**WHAT YOU SHOULD DO:** Search the data for lines holding the word "browse". State how many there are, and nothing else.

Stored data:
-------
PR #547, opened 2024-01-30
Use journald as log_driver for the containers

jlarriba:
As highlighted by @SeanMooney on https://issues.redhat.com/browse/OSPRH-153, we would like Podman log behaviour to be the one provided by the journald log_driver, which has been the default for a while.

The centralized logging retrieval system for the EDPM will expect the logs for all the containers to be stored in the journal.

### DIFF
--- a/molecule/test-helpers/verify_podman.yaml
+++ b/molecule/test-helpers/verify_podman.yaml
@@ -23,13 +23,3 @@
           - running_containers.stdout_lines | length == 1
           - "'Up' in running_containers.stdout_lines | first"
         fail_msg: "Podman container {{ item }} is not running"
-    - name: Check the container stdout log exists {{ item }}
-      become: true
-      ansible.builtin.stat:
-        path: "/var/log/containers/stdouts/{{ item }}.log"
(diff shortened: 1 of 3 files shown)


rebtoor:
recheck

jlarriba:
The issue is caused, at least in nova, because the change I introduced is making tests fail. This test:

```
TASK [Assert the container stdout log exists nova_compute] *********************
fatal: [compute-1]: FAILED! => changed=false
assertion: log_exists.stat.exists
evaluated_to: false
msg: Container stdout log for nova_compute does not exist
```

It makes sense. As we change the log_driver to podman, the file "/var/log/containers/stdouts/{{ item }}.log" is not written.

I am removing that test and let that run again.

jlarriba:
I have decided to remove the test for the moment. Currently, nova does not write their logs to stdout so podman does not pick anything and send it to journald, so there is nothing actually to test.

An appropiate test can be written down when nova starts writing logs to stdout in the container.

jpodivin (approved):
-------
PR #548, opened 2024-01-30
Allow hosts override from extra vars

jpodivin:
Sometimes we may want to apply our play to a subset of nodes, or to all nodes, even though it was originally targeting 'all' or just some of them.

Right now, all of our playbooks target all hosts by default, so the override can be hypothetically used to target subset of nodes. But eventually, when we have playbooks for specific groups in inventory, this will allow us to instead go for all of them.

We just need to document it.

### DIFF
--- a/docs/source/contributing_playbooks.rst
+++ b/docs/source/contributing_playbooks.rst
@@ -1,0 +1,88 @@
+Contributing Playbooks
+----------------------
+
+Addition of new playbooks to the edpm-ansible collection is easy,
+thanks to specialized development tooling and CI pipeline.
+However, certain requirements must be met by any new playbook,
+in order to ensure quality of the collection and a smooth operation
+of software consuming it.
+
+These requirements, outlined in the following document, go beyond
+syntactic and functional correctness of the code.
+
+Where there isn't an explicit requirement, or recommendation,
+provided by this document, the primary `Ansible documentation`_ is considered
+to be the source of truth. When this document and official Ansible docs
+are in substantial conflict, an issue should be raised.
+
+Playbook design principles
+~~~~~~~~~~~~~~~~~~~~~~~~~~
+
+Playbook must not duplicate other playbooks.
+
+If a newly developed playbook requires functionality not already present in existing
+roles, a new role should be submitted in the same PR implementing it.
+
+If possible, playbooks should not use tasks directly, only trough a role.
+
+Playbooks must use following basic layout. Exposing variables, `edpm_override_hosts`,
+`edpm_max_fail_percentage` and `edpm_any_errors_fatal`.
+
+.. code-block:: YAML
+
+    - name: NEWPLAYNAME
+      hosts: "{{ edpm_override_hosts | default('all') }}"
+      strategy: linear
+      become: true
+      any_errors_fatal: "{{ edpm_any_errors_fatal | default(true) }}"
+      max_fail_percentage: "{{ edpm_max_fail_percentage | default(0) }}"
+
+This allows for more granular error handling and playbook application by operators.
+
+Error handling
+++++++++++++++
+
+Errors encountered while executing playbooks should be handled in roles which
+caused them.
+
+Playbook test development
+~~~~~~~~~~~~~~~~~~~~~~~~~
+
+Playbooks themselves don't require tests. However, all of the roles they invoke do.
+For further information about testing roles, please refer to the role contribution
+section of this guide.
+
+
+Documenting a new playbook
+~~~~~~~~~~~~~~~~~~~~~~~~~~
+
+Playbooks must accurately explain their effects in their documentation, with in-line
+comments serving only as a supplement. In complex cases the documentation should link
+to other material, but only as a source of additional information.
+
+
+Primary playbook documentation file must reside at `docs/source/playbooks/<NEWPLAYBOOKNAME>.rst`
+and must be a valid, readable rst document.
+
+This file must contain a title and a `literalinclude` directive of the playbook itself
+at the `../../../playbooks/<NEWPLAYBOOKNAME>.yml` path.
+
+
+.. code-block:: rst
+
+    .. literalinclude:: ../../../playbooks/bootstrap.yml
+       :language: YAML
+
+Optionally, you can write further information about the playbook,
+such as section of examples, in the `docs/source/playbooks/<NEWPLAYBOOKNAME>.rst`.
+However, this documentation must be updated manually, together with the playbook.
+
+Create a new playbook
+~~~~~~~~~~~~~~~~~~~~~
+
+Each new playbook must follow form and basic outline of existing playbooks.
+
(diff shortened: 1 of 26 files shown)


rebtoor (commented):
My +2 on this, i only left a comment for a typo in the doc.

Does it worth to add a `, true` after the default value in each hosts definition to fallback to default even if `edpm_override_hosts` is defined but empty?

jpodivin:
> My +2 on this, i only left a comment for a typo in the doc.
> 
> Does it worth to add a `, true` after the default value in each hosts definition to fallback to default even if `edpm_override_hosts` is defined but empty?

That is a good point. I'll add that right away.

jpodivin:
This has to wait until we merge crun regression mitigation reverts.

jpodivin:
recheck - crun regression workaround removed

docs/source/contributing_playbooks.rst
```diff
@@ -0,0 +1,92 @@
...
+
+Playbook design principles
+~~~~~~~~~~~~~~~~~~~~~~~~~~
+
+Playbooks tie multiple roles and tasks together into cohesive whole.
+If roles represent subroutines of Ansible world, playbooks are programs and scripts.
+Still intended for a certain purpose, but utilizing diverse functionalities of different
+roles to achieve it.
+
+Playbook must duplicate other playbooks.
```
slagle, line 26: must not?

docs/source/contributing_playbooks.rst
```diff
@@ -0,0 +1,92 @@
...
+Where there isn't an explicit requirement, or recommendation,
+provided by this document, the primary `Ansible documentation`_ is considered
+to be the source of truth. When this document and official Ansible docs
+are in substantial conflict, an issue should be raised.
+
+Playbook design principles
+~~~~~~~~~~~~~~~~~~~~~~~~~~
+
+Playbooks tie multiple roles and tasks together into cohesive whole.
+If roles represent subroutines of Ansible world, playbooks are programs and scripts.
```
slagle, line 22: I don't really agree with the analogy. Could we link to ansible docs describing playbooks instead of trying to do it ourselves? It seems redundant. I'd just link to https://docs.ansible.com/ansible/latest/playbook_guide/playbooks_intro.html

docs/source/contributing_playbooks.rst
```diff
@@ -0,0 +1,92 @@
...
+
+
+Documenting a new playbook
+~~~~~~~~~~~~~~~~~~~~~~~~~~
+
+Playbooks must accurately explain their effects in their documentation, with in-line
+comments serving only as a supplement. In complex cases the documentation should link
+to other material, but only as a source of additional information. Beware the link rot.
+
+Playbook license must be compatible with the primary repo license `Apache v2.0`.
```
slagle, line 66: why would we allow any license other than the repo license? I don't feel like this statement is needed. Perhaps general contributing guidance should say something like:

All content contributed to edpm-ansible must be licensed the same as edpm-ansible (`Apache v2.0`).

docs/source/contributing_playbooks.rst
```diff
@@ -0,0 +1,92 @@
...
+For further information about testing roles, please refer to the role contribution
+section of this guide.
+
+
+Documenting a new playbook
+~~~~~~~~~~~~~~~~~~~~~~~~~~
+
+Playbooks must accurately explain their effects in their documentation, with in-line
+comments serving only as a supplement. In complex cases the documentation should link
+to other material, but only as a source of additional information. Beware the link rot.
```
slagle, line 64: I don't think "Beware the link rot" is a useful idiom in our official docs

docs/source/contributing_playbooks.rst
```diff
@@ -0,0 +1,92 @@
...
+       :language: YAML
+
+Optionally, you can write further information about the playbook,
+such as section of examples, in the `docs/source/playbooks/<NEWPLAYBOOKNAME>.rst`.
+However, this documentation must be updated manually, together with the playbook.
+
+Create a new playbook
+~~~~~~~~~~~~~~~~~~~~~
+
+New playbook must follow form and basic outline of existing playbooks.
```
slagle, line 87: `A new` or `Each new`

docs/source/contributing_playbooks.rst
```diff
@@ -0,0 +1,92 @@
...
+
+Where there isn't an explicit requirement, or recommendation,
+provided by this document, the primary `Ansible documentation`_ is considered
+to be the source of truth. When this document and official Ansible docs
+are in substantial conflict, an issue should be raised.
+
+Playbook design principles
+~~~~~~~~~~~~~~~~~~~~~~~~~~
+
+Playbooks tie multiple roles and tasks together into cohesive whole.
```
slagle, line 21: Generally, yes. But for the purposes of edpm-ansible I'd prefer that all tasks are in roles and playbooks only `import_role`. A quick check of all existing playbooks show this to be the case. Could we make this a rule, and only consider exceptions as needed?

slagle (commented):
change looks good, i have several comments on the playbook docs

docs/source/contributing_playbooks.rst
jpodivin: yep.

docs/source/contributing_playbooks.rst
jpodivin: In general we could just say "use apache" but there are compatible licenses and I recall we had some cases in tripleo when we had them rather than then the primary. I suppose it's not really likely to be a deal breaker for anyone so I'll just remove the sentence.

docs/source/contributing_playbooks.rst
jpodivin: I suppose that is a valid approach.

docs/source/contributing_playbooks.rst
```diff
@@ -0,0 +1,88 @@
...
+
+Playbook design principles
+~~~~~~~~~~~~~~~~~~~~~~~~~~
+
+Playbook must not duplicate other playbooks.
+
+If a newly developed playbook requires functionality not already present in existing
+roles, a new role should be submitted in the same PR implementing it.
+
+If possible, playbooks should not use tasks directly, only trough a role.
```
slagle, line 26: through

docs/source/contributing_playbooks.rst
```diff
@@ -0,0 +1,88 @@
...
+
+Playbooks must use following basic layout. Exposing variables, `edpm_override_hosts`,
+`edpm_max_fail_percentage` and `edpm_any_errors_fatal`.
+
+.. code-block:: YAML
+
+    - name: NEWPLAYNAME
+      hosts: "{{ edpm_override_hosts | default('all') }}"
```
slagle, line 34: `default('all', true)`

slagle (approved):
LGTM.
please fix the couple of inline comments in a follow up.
-------
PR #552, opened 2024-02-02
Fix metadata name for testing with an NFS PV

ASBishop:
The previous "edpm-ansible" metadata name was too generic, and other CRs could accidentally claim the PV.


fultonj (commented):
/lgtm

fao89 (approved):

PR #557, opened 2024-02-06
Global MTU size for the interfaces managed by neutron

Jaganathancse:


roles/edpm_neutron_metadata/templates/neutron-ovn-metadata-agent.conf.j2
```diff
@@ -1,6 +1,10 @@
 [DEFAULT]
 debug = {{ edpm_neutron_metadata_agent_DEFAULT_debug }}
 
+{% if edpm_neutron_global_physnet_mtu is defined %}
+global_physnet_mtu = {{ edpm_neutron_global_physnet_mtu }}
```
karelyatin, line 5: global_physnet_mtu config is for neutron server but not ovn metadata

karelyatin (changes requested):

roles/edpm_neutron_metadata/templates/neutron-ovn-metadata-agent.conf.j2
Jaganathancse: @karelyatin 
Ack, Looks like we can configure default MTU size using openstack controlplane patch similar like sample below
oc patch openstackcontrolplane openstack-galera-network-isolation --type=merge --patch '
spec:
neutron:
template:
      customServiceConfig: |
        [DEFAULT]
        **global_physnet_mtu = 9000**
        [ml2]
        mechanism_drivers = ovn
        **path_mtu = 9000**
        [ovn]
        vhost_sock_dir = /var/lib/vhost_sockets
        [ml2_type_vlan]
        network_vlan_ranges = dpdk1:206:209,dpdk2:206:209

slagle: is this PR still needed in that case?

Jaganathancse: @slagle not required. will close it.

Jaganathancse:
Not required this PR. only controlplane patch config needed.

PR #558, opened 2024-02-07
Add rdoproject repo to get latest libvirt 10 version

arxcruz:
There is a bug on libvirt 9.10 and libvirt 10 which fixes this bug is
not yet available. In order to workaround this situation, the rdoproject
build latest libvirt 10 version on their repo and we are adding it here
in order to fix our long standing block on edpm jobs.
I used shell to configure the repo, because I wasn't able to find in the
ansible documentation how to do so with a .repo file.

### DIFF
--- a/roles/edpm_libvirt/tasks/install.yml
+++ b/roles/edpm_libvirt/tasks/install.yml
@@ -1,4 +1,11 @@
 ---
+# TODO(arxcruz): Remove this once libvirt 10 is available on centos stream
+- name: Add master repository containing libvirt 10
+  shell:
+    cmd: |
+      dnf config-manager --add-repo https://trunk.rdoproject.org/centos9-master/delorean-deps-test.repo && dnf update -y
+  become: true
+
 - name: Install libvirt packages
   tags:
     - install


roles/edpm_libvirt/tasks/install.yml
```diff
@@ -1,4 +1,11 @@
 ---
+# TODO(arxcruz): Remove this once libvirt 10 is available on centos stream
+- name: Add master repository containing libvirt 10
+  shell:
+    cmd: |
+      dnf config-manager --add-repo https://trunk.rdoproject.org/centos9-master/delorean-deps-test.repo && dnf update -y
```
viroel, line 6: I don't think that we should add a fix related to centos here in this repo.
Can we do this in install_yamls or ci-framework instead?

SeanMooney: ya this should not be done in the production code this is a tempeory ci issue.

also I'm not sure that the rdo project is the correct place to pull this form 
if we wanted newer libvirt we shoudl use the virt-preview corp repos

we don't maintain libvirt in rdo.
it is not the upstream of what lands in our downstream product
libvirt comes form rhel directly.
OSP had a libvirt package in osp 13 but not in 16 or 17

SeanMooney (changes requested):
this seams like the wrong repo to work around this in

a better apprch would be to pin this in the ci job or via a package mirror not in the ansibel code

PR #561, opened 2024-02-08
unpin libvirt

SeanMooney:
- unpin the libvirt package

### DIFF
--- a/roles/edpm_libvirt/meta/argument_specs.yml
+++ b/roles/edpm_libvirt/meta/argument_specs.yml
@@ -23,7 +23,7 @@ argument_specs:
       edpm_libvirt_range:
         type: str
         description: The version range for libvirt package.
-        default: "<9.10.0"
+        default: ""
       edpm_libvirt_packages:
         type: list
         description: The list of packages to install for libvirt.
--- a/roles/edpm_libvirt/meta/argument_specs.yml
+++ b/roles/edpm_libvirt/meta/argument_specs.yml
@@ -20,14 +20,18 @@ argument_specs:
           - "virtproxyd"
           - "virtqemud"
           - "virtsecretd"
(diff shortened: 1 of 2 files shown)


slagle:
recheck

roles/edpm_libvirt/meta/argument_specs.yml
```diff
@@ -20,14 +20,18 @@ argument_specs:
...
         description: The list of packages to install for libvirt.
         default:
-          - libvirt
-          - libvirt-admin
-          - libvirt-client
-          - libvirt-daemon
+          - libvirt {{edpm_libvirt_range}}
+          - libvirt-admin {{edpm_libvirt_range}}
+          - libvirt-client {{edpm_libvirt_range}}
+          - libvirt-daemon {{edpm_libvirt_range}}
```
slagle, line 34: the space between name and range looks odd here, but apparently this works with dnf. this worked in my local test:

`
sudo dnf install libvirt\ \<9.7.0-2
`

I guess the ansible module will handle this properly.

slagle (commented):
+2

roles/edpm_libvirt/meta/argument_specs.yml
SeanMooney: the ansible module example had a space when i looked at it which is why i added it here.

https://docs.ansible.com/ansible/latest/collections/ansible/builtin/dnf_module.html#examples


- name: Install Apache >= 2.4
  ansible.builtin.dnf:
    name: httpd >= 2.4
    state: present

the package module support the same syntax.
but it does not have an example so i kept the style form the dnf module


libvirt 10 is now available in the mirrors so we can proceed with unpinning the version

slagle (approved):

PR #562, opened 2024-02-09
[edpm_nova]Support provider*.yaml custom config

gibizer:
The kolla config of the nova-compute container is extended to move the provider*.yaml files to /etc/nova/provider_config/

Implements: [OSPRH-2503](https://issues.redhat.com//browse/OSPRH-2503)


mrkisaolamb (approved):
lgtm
-------
**SOLUTION BELOW:** 2